━━ Input material

PR #16282, opened 2019-02-27
Admins can now remove pukless post-reset ex-owners

mlsteele:
1. alice%1 is an admin of team T.
2. bob%1 is an owner of T.
3. bob resets but does not get a PUK.
4. alice re-admits bob as an admin. Now bob%1 is a cryptomember, but shouldn't get keyed for since that's pre-reset. Alice just added bob%0 as an admin sigchain-invite.
5. alice removes bob from the team using `TeamRemoveMember`.

Step 5 would fail because alice's client would try to remove the old bob%1 cryptomember. But that's not allowed since an admin can't remove an owner.

This fixes that flow by making alice's client instead remove the bob%0 invite.

### DIFF
--- a/go/teams/chain.go
+++ b/go/teams/chain.go
@@ -552,7 +552,7 @@ func (t *TeamSigChainState) IsInviteObsolete(id keybase1.TeamInviteID) bool {
 	return ok
 }
 
-// FindActiveKeybaseInvite finds and returns *first* Keybase-type
+// FindActiveKeybaseInvite finds and returns a Keybase-type
 // invite for given UID. Ordering here is not guaranteed, caller
 // shouldn't assume that returned invite will be the oldest/newest one
 // for the UID.
--- a/go/teams/service_helper.go
+++ b/go/teams/service_helper.go
@@ -672,7 +672,6 @@ func MemberRole(ctx context.Context, g *libkb.GlobalContext, teamname, username 
 }
 
 func RemoveMember(ctx context.Context, g *libkb.GlobalContext, teamname, username string) error {
-
 	var inviteRequired bool
 	uv, err := loadUserVersionByUsername(ctx, g, username, false /* useTracking */)
 	if err != nil {
@@ -687,6 +686,15 @@ func RemoveMember(ctx context.Context, g *libkb.GlobalContext, teamname, usernam
 		err = nil
 	}
 
+	me, err := loadMeForSignatures(ctx, g)
+	if err != nil {
+		return err
+	}
+
+	if me.GetNormalizedName().Eq(libkb.NewNormalizedUsername(username)) {
+		return Leave(ctx, g, teamname, false)
+	}
+
 	return RetryOnSigOldSeqnoError(ctx, g, func(ctx context.Context, _ int) error {
 		t, err := GetForTeamManagementByStringName(ctx, g, teamname, true)
 		if err != nil {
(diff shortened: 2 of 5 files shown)


go/teams/service_helper.go
```diff
@@ -687,38 +686,37 @@ func RemoveMember(ctx context.Context, g *libkb.GlobalContext, teamname, usernam
...
 		}
 
-		me, err := loadMeForSignatures(ctx, g)
+		existingUV, err := t.UserVersionByUID(ctx, uv.Uid)
 		if err != nil {
-			return err
-		}
-
-		if me.GetNormalizedName().Eq(libkb.NewNormalizedUsername(username)) {
-			return Leave(ctx, g, teamname, false)
```
zapu: oh nice catch doing that nested `RetryOnSigOldSeqnoError`

go/teams/service_helper.go
```diff
@@ -687,38 +686,37 @@ func RemoveMember(ctx context.Context, g *libkb.GlobalContext, teamname, usernam
...
-		if err != nil {
-			// Try to remove as an keybase-invite
-			if ierr := removeKeybaseTypeInviteForUID(ctx, g, t, uv.Uid); ierr == nil {
-				return nil
-			}
-			return libkb.NotFoundError{Msg: fmt.Sprintf("user %q is not a member of team %q", username,
-				teamname)}
+		if _, _, found := t.FindActiveKeybaseInvite(uv.Uid); found {
+			// Remove keybase invites.
+			return removeKeybaseTypeInviteForUID(ctx, g, t, uv.Uid)
```
zapu: The semantics here seem a bit weird - `FindActiveKeybaseInvite` only looks for active invites, but `removeKeybaseTypeInviteForUID` will remove either active or obsolete invite from the chain. This seems to make sense in this context, but was that something that you considered?

I wonder if calling `removeKeybaseTypeInviteForUID` alone and "falling through" on `libkb.NotFoundError` could also work - but this would change the logic slightly wrt obsoleted invites.

go/teams/teams.go
```diff
@@ -569,7 +569,7 @@ type ChangeMembershipOptions struct {
 }
 
 func (t *Team) ChangeMembershipWithOptions(ctx context.Context, req keybase1.TeamChangeReq, opts ChangeMembershipOptions) (err error) {
-	defer t.G().CTrace(ctx, "Team.ChangeMembershipPermanent", func() error { return err })()
```
zapu: :+1:

zapu:
I wonder if the scenario that you described in pull request description could warrant a separate test - even if it's covered by the parametrized testing - just to make it clear what the issue was.

go/teams/chain.go
```diff
@@ -552,7 +552,7 @@ func (t *TeamSigChainState) IsInviteObsolete(id keybase1.TeamInviteID) bool {
 	return ok
 }
 
-// FindActiveKeybaseInvite finds and returns *first* Keybase-type
+// FindActiveKeybaseInvite finds and returns a Keybase-type
```
zapu: thanks. the intention was good but I might have made it more confusing rather than less

go/teams/service_helper.go
zapu: in grand scheme of things it probably doesn't matter since we try hard not to leave any obsolete invites anymore, but there might be a number of them from older, simpler, times.

I'm :+1:  in general but I want to know what you think. Thanks!

mlsteele:
`TestTeamResetReAddRemoveAdminOwnerPukless` is exactly that

go/teams/service_helper.go
mlsteele: I didn't consider that. At this point it seems like it's hard to prove invariants so paths have to be able to function on large input spaces.

zapu: no worries, I spent some time trying to find a test case where it would break but couldn't get a simple one.

PR #16296, opened 2019-02-27
show reload on profile error and plumb through more errors

chrisnojima:
@keybase/react-hackers


chrisnojima:
you can either edit the service to give and error you can kill the service while you're in the middle of iding

PR #17109, opened 2019-04-22
paramproof logo_key display config, fuzzy filtering, fixed proof service selector

pzduniak:


shared/desktop/renderer/index.html.template
```diff
@@ -7,7 +7,7 @@
     object-src 'self';
     font-src 'self' <%= htmlWebpackPlugin.options.isDev ? 'http://localhost:4000' : '' %>;
     media-src http://127.0.0.1:*;
-    img-src 'self' data: http://127.0.0.1:* https://keybase.io/ https://pbs.twimg.com/ https://avatars.githubusercontent.com/ https://s3.amazonaws.com/keybase_processed_uploads/ <%= htmlWebpackPlugin.options.isDev ? 'http://localhost:4000' : '' %>;
+    img-src 'self' data: http://127.0.0.1:* http://localhost:* https://keybase.io/ https://pbs.twimg.com/ https://avatars.githubusercontent.com/ https://s3.amazonaws.com/keybase_processed_uploads/ <%= htmlWebpackPlugin.options.isDev ? 'http://localhost:4000' : '' %>;
```
mlsteele: Drop this change. @chrisnojima points out changing the CSP could be risky so we can https://github.com/keybase/client/pull/17106 instead

protocol/avdl/keybase1/user.avdl
```diff
@@ -160,6 +160,7 @@ protocol user {
   // A proof the user doesn't have.
   record ProofSuggestion {
     string key;
+    string logoKey; // Logo to use, "mastodon"
```
mlsteele: Gui doesn't need logoKey so it'd be nice to keep it out of the RPC interface. May work to move `.LogoKey` from `keybase1.ProofSuggestion` to `service.ProofSuggestion`

shared/desktop/renderer/index.html.template
pzduniak: oops, forgot about it

pzduniak: will remove after remaining issues are sorted out so that I can still test

go/libkb/services.go
```diff
@@ -140,6 +140,18 @@ func (t *BaseServiceType) GetAPIArgKey() string {
 
 func (t *BaseServiceType) IsDevelOnly() bool { return false }
 
+func (t *BaseServiceType) GetLogoKey() string {
+	t.Lock()
+	defer t.Unlock()
+	if t.displayConf == nil {
+		return ""
```
mlsteele: It'd be nice if this returned the service key `t.Key()` as a fallback. But that might be annoying so fine without

shared/desktop/renderer/index.html.template
```diff
@@ -22,4 +22,4 @@
         <% if (!htmlWebpackPlugin.options.isDev) { %><script>window.eval = global.eval = function () { throw new Error('Sorry, this app does not support window.eval().') }</script>
         <% } %>
         <%= htmlWebpackPlugin.files.js.filter(js => new RegExp(`\\W${htmlWebpackPlugin.options.name}\\W`).exec(js)).map(js => `<script src="${js}"></script>`).join('\n') %> </body>
-</html>
+</html>
```
mlsteele: don't need this change

go/libkb/services.go
pzduniak: yeaaah I don't know how plumbing that would work, let's keep it as is for now and change it for a more reasonable fallback if something ever breaks

go/identify3/adapter.go
```diff
@@ -264,6 +264,7 @@ func (i *UIAdapter) rowPartial(mctx libkb.MetaContext, proof keybase1.RemoteProo
 			}
 		}
 		row.ProofURL = i.makeSigchainViewURL(mctx, proof.SigID)
+		iconKey = serviceType.GetLogoKey()
```
xgess: this line is crashing my service locally when `serviceType` is nil. it's a test user using a service type that no longer exists in the configs because my local setup is a little janky. but it seems like this could also reappear in prod if we ever remove a config (which we definitely might could do).

mlsteele: Does https://github.com/keybase/client/pull/17169 fix that?

PR #17112, opened 2019-04-22
optimize disk attempt

joshblum:
attempt to optimize the msgpack encode/decode process. i'm not sure there is a practical difference


joshblum:
tested locally, merging over CI checks

PR #17114, opened 2019-04-22
implement Kb.SearchFilter

songgao:


songgao:
@keybase/react-hackers bump!

bump

shared/common-adapters/search-filter.js
```diff
@@ -0,0 +1,317 @@
...
+  Icon,
+  NewInput,
+  PlainInput,
+  ProgressIndicator,
+  Text,
+}
+
+type Props = {|
+  icon?: ?IconType,
+  focusOnMount?: ?boolean,
```
MarcoPolo: You don't have to make everything `foo?: ?bar`. That's for the specific case where: you can optionally supply foo, and if you do you can even pass in null/undefined.

I think what you want for most of these is: 
```foo?: bar```
You can optional supply `foo`, but if you do, then you **must** supply a `bar`

File: shared/common-adapters/search-filter.js [hunk 2]
```diff
@@ -0,0 +1,317 @@
...
+    this.setState({focused: false})
+    this.props.onBlur && this.props.onBlur()
+  }
+  _onFocus = () => {
+    this.setState({focused: true})
+  }
+
+  _focus = () => {
+    if (this.state.focused) {
+      // Can't just make a null for Kb.ClickableBox as that'd cause
```
MarcoPolo: I don't understand this comment.

shared/common-adapters/search-filter.js
```diff
@@ -0,0 +1,317 @@
...
+        </Kb.Text>
+      )
+    }
+    const iconColor = this.props.negative ? Styles.globalColors.white_75 : Styles.globalColors.black_50
+    const iconSizeType = this.props.type === 'Full-width' ? 'Default' : 'Small'
+    const hotkeyText =
+      this.props.hotkey && !this.props.onClick && !Styles.isMobile
+        ? ` (${Platforms.shortcutSymbol}+${this.props.hotkey.toUpperCase()})`
+        : ''
+    const content = (
```
MarcoPolo: It might be nice to split this up into helper functions since it's pretty big. Not react components, just functions.

shared/common-adapters/search-filter.js
```diff
@@ -0,0 +1,317 @@
...
+}
+
+type Props = {|
+  icon?: ?IconType,
+  focusOnMount?: ?boolean,
+  negative?: ?boolean,
+  onChange: (text: string) => void,
+  placeholderText: string,
+  style?: ?Styles.StylesCrossPlatform,
+  type: 'Small' | 'Full-width' | 'Mobile',
```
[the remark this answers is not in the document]
songgao: The "Mobile" is different from Small or FullWidth. If we add `fullWidth`, it'd be ignored by mobile, which I guess is fine. One reason I didn't do `fullWidth` was that with `Box2`, `fullWidth` means `width: 100%` but in this case it's actually `flexGrow`. But the "Full-width" came from design, so I thought I'd make it a bit different. Perhaps it should just be `big?: ?boolean`?

shared/common-adapters/search-filter.js
songgao: I was under the impression that it'd be useful in the situation where we have 

```
type PropsA = {
  foo?: ?bar,
}

type PropsB = {
  foo?: ?bar,
}
```

Then when component B renders a component A, it can just do `<A foo={props.foo />`. If it were `foo?: bar`, then it can't right?

shared/common-adapters/search-filter.js
songgao: When you pass in a `null` as `onClick` to `Kb.ClickableBox`, it becomes a different thing, causing the children to unmount and mount again, losing its focus state. So instead, always pass in `this._focus` as `onClick` but do nothing if we're already focused. This comment should probably be near that `onClick`?

shared/common-adapters/search-filter.js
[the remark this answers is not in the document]
MarcoPolo: You shouldn't be thinking about how it's implemented underneath. If it matches what you think of when you think "FullWidth" than I think it's fine to have a fullWidth flag.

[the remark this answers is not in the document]
songgao: The thing is when I think of fullWidth I think of `100%`. For example, if I have siblings to a Box2, I know I can't just give it a `fullWidth`. But this is different; it *can* have siblings.

shared/common-adapters/search-filter.js
MarcoPolo: I'm actually not sure about that, I'd have to try it out.

shared/common-adapters/search-filter.js
MarcoPolo: yeah that would be better. Maybe just say `keep a constant prop for onClick to avoid render thrashing`

PR #17115, opened 2019-04-22
prefetcher: fix some overall status bugs, and print overall status on CLI

strib:
We always need to pass the same request into the overall sync status checking functions, and that request has to already have its action set to be syncing.  We also need to make sure we count the block's own after we finish it processing it for prefetching.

━━━━

* [What the task requires]: Only one stretch is wanted, so please give again exactly the lines from the start of the data through the line containing "3. bob resets but does not get a PUK.", both ends included.

* [Completed exercise]:
PR #16282, opened 2019-02-27
Admins can now remove pukless post-reset ex-owners

mlsteele:
1. alice%1 is an admin of team T.
2. bob%1 is an owner of T.
3. bob resets but does not get a PUK.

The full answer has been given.